> What you are asked to do: Determine how many lines in the records hold the word "queue". Return the number alone.

> Collected data:
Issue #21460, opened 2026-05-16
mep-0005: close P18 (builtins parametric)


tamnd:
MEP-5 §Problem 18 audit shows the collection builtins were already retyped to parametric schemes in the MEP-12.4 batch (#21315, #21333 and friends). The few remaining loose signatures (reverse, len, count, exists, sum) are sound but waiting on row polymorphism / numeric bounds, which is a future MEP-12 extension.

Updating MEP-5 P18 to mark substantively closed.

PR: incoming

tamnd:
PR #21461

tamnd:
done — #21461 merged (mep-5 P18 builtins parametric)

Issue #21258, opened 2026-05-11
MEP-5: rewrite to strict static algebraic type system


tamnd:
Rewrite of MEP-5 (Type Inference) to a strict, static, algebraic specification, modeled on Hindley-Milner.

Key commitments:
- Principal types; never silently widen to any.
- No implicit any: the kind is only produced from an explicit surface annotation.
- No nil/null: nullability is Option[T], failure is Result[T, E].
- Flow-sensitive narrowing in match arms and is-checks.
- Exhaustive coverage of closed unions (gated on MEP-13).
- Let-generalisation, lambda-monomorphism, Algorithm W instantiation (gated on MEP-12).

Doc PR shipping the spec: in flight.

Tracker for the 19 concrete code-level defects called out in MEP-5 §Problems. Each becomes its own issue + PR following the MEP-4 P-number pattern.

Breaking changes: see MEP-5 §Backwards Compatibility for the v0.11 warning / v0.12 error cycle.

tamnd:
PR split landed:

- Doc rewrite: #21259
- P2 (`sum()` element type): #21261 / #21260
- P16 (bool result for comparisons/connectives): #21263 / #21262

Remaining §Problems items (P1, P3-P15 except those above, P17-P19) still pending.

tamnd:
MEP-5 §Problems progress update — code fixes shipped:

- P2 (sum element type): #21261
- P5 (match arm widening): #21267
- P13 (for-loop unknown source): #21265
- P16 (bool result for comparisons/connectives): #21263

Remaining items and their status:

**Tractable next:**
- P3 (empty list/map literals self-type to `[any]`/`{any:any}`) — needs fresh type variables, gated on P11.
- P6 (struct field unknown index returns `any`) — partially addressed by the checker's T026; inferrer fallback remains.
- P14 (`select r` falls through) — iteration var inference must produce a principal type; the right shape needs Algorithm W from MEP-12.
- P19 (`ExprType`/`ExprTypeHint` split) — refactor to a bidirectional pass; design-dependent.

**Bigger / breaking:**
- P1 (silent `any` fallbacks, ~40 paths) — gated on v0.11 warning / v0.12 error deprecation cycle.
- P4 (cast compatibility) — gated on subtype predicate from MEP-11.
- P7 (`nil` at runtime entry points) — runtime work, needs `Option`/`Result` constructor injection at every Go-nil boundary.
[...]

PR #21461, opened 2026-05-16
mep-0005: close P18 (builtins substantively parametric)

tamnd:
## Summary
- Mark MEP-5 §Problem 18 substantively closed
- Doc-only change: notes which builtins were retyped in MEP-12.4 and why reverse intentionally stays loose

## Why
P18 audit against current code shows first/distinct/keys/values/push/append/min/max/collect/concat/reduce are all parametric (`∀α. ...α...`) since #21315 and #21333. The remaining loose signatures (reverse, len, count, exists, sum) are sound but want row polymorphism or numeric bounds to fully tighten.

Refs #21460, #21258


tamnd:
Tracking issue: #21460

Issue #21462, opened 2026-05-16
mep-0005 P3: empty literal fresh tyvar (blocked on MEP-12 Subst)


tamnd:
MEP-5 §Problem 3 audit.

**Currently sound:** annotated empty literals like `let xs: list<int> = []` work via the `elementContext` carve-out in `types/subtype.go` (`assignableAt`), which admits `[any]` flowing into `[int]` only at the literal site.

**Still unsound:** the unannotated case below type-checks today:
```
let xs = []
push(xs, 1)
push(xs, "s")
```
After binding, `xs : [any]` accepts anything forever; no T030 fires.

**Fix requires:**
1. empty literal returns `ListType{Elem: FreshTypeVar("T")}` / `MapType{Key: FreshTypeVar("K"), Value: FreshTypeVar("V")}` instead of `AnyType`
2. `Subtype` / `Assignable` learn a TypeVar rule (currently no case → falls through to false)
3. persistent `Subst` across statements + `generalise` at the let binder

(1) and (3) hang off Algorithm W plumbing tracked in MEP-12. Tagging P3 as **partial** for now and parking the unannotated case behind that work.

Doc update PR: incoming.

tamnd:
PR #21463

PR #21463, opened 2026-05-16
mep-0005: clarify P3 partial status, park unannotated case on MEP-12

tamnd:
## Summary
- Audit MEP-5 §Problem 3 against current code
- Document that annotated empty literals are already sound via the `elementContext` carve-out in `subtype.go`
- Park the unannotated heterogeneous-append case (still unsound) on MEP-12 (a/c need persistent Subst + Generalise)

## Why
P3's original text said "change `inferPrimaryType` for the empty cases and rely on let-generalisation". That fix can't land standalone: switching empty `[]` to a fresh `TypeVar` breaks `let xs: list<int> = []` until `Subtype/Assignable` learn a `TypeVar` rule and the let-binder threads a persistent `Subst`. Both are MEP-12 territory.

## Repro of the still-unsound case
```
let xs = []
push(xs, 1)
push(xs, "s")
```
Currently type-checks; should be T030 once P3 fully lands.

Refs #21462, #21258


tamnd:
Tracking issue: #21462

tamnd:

* * *

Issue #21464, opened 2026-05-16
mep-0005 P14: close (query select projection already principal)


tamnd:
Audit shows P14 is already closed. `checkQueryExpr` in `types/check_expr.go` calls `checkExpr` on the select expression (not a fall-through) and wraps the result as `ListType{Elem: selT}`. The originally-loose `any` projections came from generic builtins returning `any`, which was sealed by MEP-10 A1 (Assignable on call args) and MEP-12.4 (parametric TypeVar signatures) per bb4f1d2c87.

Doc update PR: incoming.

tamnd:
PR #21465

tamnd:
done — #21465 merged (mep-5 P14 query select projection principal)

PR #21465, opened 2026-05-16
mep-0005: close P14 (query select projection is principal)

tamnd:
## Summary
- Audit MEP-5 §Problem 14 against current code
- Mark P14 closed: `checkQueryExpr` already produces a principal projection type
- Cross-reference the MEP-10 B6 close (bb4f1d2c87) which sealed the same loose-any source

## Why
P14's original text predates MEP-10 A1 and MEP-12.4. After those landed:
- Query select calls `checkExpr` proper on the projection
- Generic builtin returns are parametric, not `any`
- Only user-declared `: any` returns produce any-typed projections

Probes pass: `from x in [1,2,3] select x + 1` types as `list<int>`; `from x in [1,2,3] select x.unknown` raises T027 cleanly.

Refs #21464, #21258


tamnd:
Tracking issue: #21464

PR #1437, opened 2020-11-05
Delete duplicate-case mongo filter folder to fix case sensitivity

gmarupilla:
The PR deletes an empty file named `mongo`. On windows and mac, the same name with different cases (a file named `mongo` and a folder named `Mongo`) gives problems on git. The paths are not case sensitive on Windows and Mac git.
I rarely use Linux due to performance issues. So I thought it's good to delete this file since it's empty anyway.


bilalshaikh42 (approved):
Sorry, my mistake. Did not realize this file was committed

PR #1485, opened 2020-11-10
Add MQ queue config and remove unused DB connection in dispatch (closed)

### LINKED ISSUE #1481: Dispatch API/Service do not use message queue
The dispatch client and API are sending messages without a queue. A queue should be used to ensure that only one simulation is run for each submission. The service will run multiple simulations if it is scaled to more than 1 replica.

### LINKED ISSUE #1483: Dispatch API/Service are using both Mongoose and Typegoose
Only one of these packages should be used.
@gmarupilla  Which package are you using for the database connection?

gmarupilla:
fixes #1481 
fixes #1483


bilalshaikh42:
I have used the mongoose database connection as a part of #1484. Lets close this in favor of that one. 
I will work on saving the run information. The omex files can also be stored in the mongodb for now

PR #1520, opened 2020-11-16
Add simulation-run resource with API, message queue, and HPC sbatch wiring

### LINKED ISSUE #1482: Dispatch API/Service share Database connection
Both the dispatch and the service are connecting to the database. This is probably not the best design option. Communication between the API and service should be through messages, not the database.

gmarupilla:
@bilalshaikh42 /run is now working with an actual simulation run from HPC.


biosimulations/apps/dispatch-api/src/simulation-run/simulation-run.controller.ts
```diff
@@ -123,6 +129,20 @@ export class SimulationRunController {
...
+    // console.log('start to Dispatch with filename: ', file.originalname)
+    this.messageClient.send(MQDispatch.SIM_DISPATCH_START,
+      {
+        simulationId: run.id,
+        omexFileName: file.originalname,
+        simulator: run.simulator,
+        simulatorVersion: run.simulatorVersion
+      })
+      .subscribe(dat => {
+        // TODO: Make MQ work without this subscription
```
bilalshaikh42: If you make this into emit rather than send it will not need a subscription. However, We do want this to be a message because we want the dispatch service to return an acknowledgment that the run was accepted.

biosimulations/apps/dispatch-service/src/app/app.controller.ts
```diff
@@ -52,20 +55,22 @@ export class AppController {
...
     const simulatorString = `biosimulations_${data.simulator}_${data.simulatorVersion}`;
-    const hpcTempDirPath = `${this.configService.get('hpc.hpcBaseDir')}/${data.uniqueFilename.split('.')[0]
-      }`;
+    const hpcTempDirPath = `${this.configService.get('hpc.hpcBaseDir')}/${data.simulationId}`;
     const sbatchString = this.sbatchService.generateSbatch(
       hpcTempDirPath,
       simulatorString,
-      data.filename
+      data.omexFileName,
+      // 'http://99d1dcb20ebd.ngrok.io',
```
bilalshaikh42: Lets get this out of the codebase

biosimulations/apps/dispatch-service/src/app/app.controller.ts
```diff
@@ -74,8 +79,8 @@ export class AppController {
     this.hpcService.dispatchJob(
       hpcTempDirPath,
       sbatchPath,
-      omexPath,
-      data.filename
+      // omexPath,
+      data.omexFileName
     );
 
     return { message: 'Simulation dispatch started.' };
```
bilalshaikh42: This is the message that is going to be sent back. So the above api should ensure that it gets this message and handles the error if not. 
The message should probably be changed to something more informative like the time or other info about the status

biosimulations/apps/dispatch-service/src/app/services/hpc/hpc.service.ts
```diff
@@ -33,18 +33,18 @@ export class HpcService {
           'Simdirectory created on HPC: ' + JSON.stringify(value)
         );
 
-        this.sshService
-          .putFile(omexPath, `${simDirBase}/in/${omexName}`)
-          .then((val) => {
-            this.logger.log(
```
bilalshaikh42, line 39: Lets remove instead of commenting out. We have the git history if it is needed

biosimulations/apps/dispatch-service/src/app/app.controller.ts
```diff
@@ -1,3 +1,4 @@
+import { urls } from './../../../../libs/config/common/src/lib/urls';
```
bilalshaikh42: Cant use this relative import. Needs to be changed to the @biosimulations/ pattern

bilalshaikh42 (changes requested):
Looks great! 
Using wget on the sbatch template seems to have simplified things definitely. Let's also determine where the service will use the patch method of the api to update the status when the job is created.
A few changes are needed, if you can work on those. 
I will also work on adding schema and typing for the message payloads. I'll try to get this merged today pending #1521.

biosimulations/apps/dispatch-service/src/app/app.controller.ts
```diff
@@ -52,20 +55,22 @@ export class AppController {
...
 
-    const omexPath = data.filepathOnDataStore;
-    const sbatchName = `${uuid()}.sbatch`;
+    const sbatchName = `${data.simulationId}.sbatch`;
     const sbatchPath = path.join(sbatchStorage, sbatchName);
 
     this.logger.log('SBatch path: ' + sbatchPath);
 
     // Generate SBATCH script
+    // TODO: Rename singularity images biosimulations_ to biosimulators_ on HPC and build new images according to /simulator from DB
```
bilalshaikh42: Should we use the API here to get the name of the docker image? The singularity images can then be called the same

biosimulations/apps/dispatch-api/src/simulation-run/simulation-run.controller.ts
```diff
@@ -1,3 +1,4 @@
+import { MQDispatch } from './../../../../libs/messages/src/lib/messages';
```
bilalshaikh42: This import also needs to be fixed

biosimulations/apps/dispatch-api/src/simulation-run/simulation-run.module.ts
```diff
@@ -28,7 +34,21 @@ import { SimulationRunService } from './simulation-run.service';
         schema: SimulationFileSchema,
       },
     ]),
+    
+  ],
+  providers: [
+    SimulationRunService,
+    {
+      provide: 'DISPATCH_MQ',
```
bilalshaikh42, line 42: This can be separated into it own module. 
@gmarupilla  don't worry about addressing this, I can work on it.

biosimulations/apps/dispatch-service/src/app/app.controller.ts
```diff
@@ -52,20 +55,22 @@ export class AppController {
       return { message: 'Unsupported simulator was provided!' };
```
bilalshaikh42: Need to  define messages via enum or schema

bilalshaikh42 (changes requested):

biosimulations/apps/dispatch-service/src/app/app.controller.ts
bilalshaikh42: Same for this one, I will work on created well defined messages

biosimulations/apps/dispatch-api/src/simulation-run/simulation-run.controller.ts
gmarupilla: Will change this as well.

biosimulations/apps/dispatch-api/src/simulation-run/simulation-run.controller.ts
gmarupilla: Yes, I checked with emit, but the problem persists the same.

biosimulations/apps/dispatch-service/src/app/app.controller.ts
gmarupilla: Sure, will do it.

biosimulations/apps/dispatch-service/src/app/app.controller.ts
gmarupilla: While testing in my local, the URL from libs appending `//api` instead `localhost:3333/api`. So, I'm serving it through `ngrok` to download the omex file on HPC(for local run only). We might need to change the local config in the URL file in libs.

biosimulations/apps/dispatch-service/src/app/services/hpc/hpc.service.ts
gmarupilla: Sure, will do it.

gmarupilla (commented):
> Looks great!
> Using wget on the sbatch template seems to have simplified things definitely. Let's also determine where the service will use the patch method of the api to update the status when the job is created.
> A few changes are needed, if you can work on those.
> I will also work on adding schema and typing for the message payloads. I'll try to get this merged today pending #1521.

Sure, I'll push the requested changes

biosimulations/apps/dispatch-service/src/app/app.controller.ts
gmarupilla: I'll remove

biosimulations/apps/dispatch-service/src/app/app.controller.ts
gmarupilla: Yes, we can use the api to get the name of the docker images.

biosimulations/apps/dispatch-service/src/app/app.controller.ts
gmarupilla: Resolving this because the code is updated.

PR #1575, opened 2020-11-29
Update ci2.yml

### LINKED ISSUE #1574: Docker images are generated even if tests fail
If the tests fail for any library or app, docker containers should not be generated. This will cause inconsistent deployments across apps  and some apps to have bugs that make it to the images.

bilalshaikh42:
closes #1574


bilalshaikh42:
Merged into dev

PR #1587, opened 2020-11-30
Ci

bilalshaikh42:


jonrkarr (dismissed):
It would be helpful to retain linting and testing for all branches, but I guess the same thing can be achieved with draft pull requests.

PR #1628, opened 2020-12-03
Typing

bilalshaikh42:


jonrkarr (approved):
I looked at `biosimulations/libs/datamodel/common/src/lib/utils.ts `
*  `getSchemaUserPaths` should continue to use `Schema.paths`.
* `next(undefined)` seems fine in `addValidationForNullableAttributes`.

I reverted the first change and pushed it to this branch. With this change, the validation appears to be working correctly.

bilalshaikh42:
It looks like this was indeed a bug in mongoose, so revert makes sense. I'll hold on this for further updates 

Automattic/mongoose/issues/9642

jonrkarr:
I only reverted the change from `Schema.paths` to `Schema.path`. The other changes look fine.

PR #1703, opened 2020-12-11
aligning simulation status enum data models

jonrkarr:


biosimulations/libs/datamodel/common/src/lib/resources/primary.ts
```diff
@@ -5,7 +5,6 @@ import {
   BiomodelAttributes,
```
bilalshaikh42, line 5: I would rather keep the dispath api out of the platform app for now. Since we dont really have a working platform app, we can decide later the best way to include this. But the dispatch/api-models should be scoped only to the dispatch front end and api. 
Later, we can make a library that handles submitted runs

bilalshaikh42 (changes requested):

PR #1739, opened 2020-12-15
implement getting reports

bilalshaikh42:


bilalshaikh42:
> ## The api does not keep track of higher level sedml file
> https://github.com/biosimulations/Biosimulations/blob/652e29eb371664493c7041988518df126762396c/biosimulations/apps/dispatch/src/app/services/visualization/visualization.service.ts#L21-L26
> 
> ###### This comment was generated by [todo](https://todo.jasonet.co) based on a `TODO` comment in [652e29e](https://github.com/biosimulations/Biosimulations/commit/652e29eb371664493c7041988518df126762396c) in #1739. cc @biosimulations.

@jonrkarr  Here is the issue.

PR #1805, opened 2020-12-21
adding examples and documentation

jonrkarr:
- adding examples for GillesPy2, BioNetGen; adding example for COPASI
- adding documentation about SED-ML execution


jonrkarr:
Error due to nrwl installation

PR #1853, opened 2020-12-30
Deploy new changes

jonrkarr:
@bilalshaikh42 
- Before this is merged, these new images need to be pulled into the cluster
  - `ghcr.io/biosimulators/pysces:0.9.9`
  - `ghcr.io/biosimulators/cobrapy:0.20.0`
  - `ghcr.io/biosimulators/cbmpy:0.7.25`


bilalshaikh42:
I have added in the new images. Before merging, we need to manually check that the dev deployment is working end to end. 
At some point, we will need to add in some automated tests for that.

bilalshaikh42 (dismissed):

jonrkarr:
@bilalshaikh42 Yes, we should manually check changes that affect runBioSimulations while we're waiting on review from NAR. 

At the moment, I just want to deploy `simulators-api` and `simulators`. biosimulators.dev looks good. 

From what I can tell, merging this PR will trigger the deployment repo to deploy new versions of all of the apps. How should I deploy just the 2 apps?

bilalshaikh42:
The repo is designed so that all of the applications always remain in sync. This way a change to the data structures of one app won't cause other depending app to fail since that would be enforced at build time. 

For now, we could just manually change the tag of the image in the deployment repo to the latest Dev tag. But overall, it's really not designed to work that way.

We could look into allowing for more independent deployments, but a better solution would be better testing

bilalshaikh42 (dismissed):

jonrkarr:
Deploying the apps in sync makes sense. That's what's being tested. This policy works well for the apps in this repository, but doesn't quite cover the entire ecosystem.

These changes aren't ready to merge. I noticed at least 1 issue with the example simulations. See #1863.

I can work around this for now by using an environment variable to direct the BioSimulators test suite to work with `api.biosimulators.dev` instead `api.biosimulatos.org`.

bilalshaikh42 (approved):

* * *

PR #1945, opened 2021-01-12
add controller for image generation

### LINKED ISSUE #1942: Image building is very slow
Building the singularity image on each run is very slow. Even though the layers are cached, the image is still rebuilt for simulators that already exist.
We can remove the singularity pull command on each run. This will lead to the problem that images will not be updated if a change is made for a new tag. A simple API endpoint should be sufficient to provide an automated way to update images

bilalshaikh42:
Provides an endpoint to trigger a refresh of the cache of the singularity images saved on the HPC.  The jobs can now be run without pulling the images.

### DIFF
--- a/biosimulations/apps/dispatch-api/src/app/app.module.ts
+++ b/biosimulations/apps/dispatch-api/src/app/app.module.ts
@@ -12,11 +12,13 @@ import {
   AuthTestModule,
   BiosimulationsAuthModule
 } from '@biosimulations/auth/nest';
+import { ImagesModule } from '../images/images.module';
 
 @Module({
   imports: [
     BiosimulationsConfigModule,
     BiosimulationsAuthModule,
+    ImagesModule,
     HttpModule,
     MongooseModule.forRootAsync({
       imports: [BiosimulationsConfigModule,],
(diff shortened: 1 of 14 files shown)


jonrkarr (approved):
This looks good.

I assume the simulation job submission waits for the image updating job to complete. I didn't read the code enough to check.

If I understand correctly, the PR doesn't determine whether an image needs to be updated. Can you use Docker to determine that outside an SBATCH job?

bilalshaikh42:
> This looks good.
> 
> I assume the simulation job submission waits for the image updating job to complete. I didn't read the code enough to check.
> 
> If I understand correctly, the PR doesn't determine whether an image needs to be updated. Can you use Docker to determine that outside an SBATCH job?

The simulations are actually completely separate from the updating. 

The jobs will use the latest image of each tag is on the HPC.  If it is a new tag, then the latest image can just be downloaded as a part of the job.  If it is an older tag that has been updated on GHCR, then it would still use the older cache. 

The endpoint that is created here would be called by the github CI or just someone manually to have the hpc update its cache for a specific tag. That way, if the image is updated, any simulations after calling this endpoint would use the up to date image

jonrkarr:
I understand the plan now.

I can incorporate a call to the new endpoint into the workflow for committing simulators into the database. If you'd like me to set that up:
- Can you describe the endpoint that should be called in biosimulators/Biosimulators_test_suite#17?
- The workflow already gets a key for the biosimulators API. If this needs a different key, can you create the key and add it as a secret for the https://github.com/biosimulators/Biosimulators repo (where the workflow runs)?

> Exercise answer: 4